>>

PR #3051, opened 2021-01-11
Removed LWRP

phi-lira:
### Purpose of this PR
 Removed LWRP dependency from URP package. This means that users can't upgrade from LWRP to URP 2021.2.
 They must first upgrade from LWRP to 11.x.x, then from 11.x.x to 2021.2
 
 This information was added to changelogs and upgrade guide.

---
### Testing status
 Tested locally

---
### Comments to reviewers
 The impact of this PR is that users cannot upgrade from URP to 2021.1 anymore. They will have to go to LWRP -> 11.x.x or earlier -> 2021.2 URP.

PR #4533, opened 2021-05-13
Fix sceneview draw modes for baked GI

nerites:

### Checklist for PR maker
- [N/A] Have you added a graphic test for your PR (if needed)? When you add a new feature, or discover a bug that tests don't cover, please add a graphic test.

---
### Purpose of this PR
Fix for underlying issue behind https://fogbugz.unity3d.com/f/cases/1211436/
Although both SRPs have provided meta passes for their shaders, they weren't being picked up or used to render the sceneview draw modes. Instead, rendering was falling back to a built-in shader that did not work for instanced terrain. 

This PR adds a common MetaPass.hlsl file used for both Universal and HD sceneview draw mode rendering. Since Builtin's PBR albedo validation and PBR specular validation modes are unsupported in SRP, this file omitted the code used only for those modes. 

Realtime GI behavior is unreliable, but matches builtin behavior (at least with tip of trunk), so I'm going ahead with just the baked GI fixes for now.

I will be making additional changes to shadergraph as well, but I'll have that as a separate PR unless anyone objects.

---
### Testing status
Manually checked behavior against built-in (tip of trunk) for baked GI draw modes using progressive CPU.

Known inconsistencies:

- Terrain doesn't render in the baked lightmap culling mode for URP and built-in.  -> Fixed in URP by e7928d7
- Emissives don't render properly for HDRP. However this may be an issue with my scene setup, since emission doesn't appear to have an effect during normal rendering, either.
- The shadowmask debug mode is disabled for HDRP in the menu. Can someone from HDRP let me know if this is intentional?
- Shadergraphs may not behave as expected with this functionality, since I'm not sure if they add the meta pass with the appropriate. Will seek feedback about how to make the proper changes to enable this for shadergraph

Current status image:
image

---
### Comments to reviewers
@sebastienlagarde and @phi-lira can you please assign this PR to someone on your team with bandwidth?


iM0ve (approved):
I have checked on HDRP the baked view is fixed.
Note that other views like Texel Validity, Albedo, Emissive will require a separate fix


Baked view before the PR in the template
Unity_STcME5fRVq


Baked view after the PR in the template
Unity_BA2MFYJp94

sebastienlagarde:
>Emissives don't render properly for HDRP. However this may be an issue with my scene setup, since emission doesn't appear to have an effect during normal rendering, either.

Maybe your emissive intensity is 0? We have graphics test for all kind of emissive both bake and no bake, so we know it works. I expect you have an intensity of zero, this can be checked in our render pipelin debug windows with lighting mode -> Emissive lighting only.

>The shadowmask debug mode is disabled for HDRP in the menu. Can someone from HDRP let me know if this is intentional?

Shadowmask is disabled by default so I suppose you just forget to enable it?

com.unity.render-pipelines.high-definition/Runtime/Material/AxF/ShaderPass/AxFSharePass.hlsl
```diff
@@ -17,7 +17,7 @@
 #if defined(_REQUIRE_UV2) || defined(_REQUIRE_UV3) || defined(DYNAMICLIGHTMAP_ON) || defined(DEBUG_DISPLAY) || (SHADERPASS == SHADERPASS_LIGHT_TRANSPORT)
 #define ATTRIBUTES_NEED_TEXCOORD2
 #endif
-#if defined(_REQUIRE_UV3) || defined(DEBUG_DISPLAY)
+#if defined(_REQUIRE_UV3) || defined(DEBUG_DISPLAY) || ((SHADERPASS == SHADERPASS_LIGHT_TRANSPORT) && defined(EDITOR_VISUALIZATION))
```
sebastienlagarde, line 20: I don't see any UV3 in the meta pass, are you sure you need this?  note that the meta pass used uv0, uv1 and uv2 but no uv3

com.unity.render-pipelines.high-definition/Runtime/Material/Unlit/Unlit.hlsl
```diff
@@ -55,7 +55,11 @@ LightTransportData GetLightTransportData(SurfaceData surfaceData, BuiltinData bu
 {
     LightTransportData lightTransportData;
 
+#if (SHADERPASS == SHADERPASS_LIGHT_TRANSPORT)
+    lightTransportData.diffuseColor = surfaceData.color;
```
sebastienlagarde, line 59: I suppose it is to match builtin behavior?   We chose to not handle color in HDRP as color don't have any light value. HDRP rely on physical light value and thus, only Emissive color have it, we should avoid to have regular color in it. (Also I expect it may break various project)

sebastienlagarde (commented):
Thanks to look at this issue and for the various change. few questoin on my side.

com.unity.render-pipelines.universal/ShaderLibrary/MetaInput.hlsl
```diff
@@ -1,70 +1,85 @@
...
+}
+
+Varyings LightweightVertexMeta(Attributes input)
+{
+    Varyings ret;
+    MetaVaryings mRet = UniversalVertexMeta(input);
+    ret.positionCS = mRet.positionCS;
+    ret.uv = mRet.uv;
+    return ret;
+}
```
phi-lira, line 84: This is probably merge conflict? It should be removed as we removed LWRP upgrade tooling here: https://github.com/Unity-Technologies/Graphics/pull/3051/files#diff-42c6b6ac3d960a42860bdc7f7b585ebe5c4f1f2580fa2fde5e805d33e05f92e3L49-L59

com.unity.render-pipelines.universal/ShaderLibrary/MetaInput.hlsl
```diff
@@ -1,70 +1,85 @@
...
+struct Varyings
 {
-    half3 Albedo;
-    half3 Emission;
-    half3 SpecularColor;
+    float4 positionCS   : SV_POSITION;
+    float2 uv           : TEXCOORD0;
 };
 
-float4 MetaVertexPosition(float4 positionOS, float2 uv1, float2 uv2, float4 uv1ST, float4 uv2ST)
```
phi-lira, line 28: There might be users using this, you could still define this and redirect to UnityMetaVertexPosition for backward compatibility.

com.unity.render-pipelines.universal/ShaderLibrary/MetaInput.hlsl
```diff
@@ -1,70 +1,85 @@
...
+{
+    float4 positionCS   : SV_POSITION;
+    float2 uv           : TEXCOORD0;
+#ifdef EDITOR_VISUALIZATION
+    float2 VizUV        : TEXCOORD1;
+    float4 LightCoord   : TEXCOORD2;
+#endif
+};
 
-struct MetaInput
```
phi-lira, line 21: There could be users declaring this in their custom shaders, you could forward declare this to UnityMetaInput for backward compatibility / avoid breaking changes.

com.unity.render-pipelines.universal/ShaderLibrary/MetaInput.hlsl
```diff
@@ -1,70 +1,85 @@
...
-        positionOS.z = positionOS.z > 0 ? REAL_MIN : 0.0f;
+        ret.VizUV = uv1 * unity_LightmapST.xy + unity_LightmapST.zw;
+        ret.LightCoord = mul(unity_EditorViz_WorldToLight, float4(TransformObjectToWorld(positionOS), 1));
     }
-    return TransformWorldToHClip(positionOS.xyz);
+#endif
+    return ret;
 }
 
-half4 MetaFragment(MetaInput input)
```
phi-lira, line 47: Same, for backward compatibility forward declare this to `UnityMetaFragment`

com.unity.render-pipelines.universal/Shaders/BakedLitMetaPass.hlsl
```diff
@@ -1,41 +1,12 @@
 #ifndef UNIVERSAL_BAKEDLIT_META_PASS_INCLUDED
 #define UNIVERSAL_BAKEDLIT_META_PASS_INCLUDED
 
-#include "Packages/com.unity.render-pipelines.universal/ShaderLibrary/MetaInput.hlsl"
+#include "Packages/com.unity.render-pipelines.universal/Shaders/UnlitMetaPass.hlsl"
 
-struct Attributes
+//LWRP -> Universal Backwards Compatibility
+half4 LightweightFragmentMetaBakedLit(Varyings input) : SV_Target
```
phi-lira, line 7: Also probably merge conflict? was removed here: https://github.com/Unity-Technologies/Graphics/pull/3051/files#diff-9faa832cd3ae7ccf303e2c5580cba1ccaad39c4dbaac548dfe802d33a985b4a5L41-L50

com.unity.render-pipelines.universal/Shaders/BakedLit.shader
```diff
@@ -223,7 +223,7 @@ Shader "Universal Render Pipeline/Baked Lit"
             #pragma target 4.5
 
             #pragma vertex UniversalVertexMeta
-            #pragma fragment UniversalFragmentMetaBakedLit
+            #pragma fragment UniversalFragmentMetaUnlit
```
phi-lira, line 226: Not sure why these are changing?

com.unity.render-pipelines.universal/Shaders/Lit.shader
```diff
@@ -332,8 +332,9 @@ Shader "Universal Render Pipeline/Lit"
             #pragma target 4.5
 
             #pragma vertex UniversalVertexMeta
-            #pragma fragment UniversalFragmentMeta
+            #pragma fragment UniversalFragmentMetaLit
 
+            #pragma shader_feature EDITOR_VISUALIZATION
```
phi-lira, line 337: This is only needed in editor, how is this keyword stripped?

com.unity.render-pipelines.universal/Shaders/LitMetaPass.hlsl
```diff
@@ -3,46 +3,24 @@
...
     metaInput.Albedo = brdfData.diffuse + brdfData.specular * brdfData.roughness * 0.5;
     metaInput.SpecularColor = surfaceData.specular;
     metaInput.Emission = surfaceData.emission;
+    return UniversalFragmentMeta(input, metaInput);
+}
 
-    return MetaFragment(metaInput);
+half4 LightweightFragmentMeta(Varyings input) : SV_Target
+{
+    return UniversalFragmentMetaLit(VaryingsToMetaVaryings(input));
```
phi-lira, line 23: Should be removed

com.unity.render-pipelines.universal/Shaders/LitMetaPass.hlsl
```diff
@@ -3,46 +3,24 @@
...
-Varyings UniversalVertexMeta(Attributes input)
-{
-    Varyings output;
-    output.positionCS = MetaVertexPosition(input.positionOS, input.uv1, input.uv2, unity_LightmapST, unity_DynamicLightmapST);
-    output.uv = TRANSFORM_TEX(input.uv0, _BaseMap);
-    return output;
-}
-
-half4 UniversalFragmentMeta(Varyings input) : SV_Target
+half4 UniversalFragmentMetaLit(MetaVaryings input) : SV_Target
```
phi-lira, line 6: Not sure I follow why renaming this and why needed to rename `Varyings` to `MetaVaryings`.

com.unity.render-pipelines.universal/ShaderLibrary/MetaInput.hlsl
```diff
@@ -1,70 +1,85 @@
...
+    float4 positionCS   : SV_POSITION;
+    float2 uv           : TEXCOORD0;
+#ifdef EDITOR_VISUALIZATION
+    float2 VizUV        : TEXCOORD1;
+    float4 LightCoord   : TEXCOORD2;
+#endif
+};
 
-struct MetaInput
+struct Varyings
```
phi-lira, line 28: I'm not sure why the rename to MetaVaryings is needed and I worry that now user could be using this as thsi is part of `ShaderLibrary` and will have compiler errors. At the bare least you could forward declare the old to the new MetaVaryings if needed.

com.unity.render-pipelines.universal/Shaders/SimpleLitMetaPass.hlsl
```diff
@@ -3,42 +3,22 @@
...
 
-    return MetaFragment(metaInput);
+    return UniversalFragmentMeta(input, metaInput);
+}
+
+//LWRP -> Universal Backwards Compatibility
+
+half4 LightweightFragmentMetaSimple(Varyings input) : SV_Target
+{
+    return UniversalFragmentMetaSimple(VaryingsToMetaVaryings(input));
```
phi-lira, line 21: Should be removed.

com.unity.render-pipelines.universal/Shaders/SimpleLitMetaPass.hlsl
```diff
@@ -3,42 +3,22 @@
...
-{
-    Varyings output;
-    output.positionCS = MetaVertexPosition(input.positionOS, input.uv1, input.uv2,
-        unity_LightmapST, unity_DynamicLightmapST);
-    output.uv = TRANSFORM_TEX(input.uv0, _BaseMap);
-    return output;
-}
-
-half4 UniversalFragmentMetaSimple(Varyings input) : SV_Target
+half4 UniversalFragmentMetaSimple(MetaVaryings input) : SV_Target
```
phi-lira, line 6: Same here, not sure why renamed.

com.unity.render-pipelines.universal/Shaders/UnlitMetaPass.hlsl
```diff
@@ -3,39 +3,17 @@
...
-    Varyings output;
-    output.positionCS = MetaVertexPosition(input.positionOS, input.uv1, input.uv2,
-        unity_LightmapST, unity_DynamicLightmapST);
-    output.uv = TRANSFORM_TEX(input.uv0, _BaseMap);
-    return output;
+    return UniversalFragmentMeta(input, metaInput);
 }
 
-half4 UniversalFragmentMetaUnlit(Varyings input) : SV_Target
+half4 LightweightFragmentMetaUnlit(Varyings input) : SV_Target
```
phi-lira, line 14: Should be removed.

phi-lira (changes requested):

com.unity.render-pipelines.high-definition/Runtime/Material/AxF/ShaderPass/AxFSharePass.hlsl
nerites: The meta pass needs VARYINGS_NEED_TEXCOORD3 defined. So I guess I should move this down below as follows:


#ifdef ATTRIBUTES_NEED_TEXCOORD3  || ((SHADERPASS == SHADERPASS_LIGHT_TRANSPORT) && defined(EDITOR_VISUALIZATION))
#define VARYINGS_NEED_TEXCOORD3
#endif

com.unity.render-pipelines.high-definition/Runtime/Material/Unlit/Unlit.hlsl
nerites: Right, in builtin, unlit shaders still render out the diffuse color. If HDRP intends to have different behavior for this view, then I'm ok to revert this.

com.unity.render-pipelines.universal/Shaders/BakedLit.shader
nerites: Since BakedLit and MetaUnlit did the same thing in their fragment shader, I had BakedLit reuse the Unlit fragment shader. Would you prefer I keep BakedLit separate?

com.unity.render-pipelines.universal/Shaders/Lit.shader
nerites: How can I make sure it gets stripped from builds?

com.unity.render-pipelines.high-definition/Runtime/Material/AxF/ShaderPass/AxFSharePass.hlsl
nerites: Ah, VertMesh requires that uv3 exists if texCoord3 is used. So I will leave it as is if that's okay.

nerites:
> 
> 
> > Emissives don't render properly for HDRP. However this may be an issue with my scene setup, since emission doesn't appear to have an effect during normal rendering, either.
> 
> Maybe your emissive intensity is 0? We have graphics test for all kind of emissive both bake and no bake, so we know it works. I expect you have an intensity of zero, this can be checked in our render pipelin debug windows with lighting mode -> Emissive lighting only.
> 
> > The shadowmask debug mode is disabled for HDRP in the menu. Can someone from HDRP let me know if this is intentional?
> 
> Shadowmask is disabled by default so I suppose you just forget to enable it?

Ah, thank you! When I enabled shadowmask, the debug view works correctly in HDRP:
image

I'm having a bit more trouble with emissives though. It looks like different shaders handle emission differently, but I enabled emission maps wherever I could, and chose a default checkerboard texture to use as the emission map. All emission colors are non-black, and all emission weights are 1. 

When I render in HDRP's emissive debug mode, only the unlits are rendered in color (even the Unlit that has emission set to black). Everything else has no emission. 
Do HDRP's debug modes also rely on the meta pass? Is it possible I've unintentionally modified HDRP's debug views with my changes?

com.unity.render-pipelines.universal/Shaders/UnlitMetaPass.hlsl
nerites: Fixed in 159a6ef

com.unity.render-pipelines.universal/Shaders/SimpleLitMetaPass.hlsl
nerites: Fixed in 159a6ef

com.unity.render-pipelines.universal/ShaderLibrary/MetaInput.hlsl
nerites: Fixed in 5b3637f

com.unity.render-pipelines.universal/ShaderLibrary/MetaInput.hlsl
nerites: Fixed in 5b3637f

com.unity.render-pipelines.universal/ShaderLibrary/MetaInput.hlsl
nerites: Fixed in 5b3637f

nerites:
@phi-lira I ended up splitting the attributes/varyings declaration into a separate UniversalMetaPass.hlsl file, so that MetaInput.hlsl can be included in Shadergraph with conflicting with Shadergraph's Attributes/Varyings declarations. 

It's not great for backwards compatibility since it moves the Attributes and Varyings declarations into a new file, but the split seems in line with other *Input.hlsl/*Pass.hlsl content splits. What do you think?

6688d1f

com.unity.render-pipelines.high-definition/Runtime/Material/AxF/ShaderPass/AxFSharePass.hlsl
sebastienlagarde: can you point me where UV3 is used in meta pass, I haven't noticed it? thanks

com.unity.render-pipelines.high-definition/Runtime/Material/Unlit/Unlit.hlsl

<<

→ **Work to be completed**
Locate the string "UniversalFragmentMetaLit" in the listing above and copy every line where it occurs.

→ **Final answer**
+            #pragma fragment UniversalFragmentMetaLit
+    return UniversalFragmentMetaLit(VaryingsToMetaVaryings(input));
+half4 UniversalFragmentMetaLit(MetaVaryings input) : SV_Target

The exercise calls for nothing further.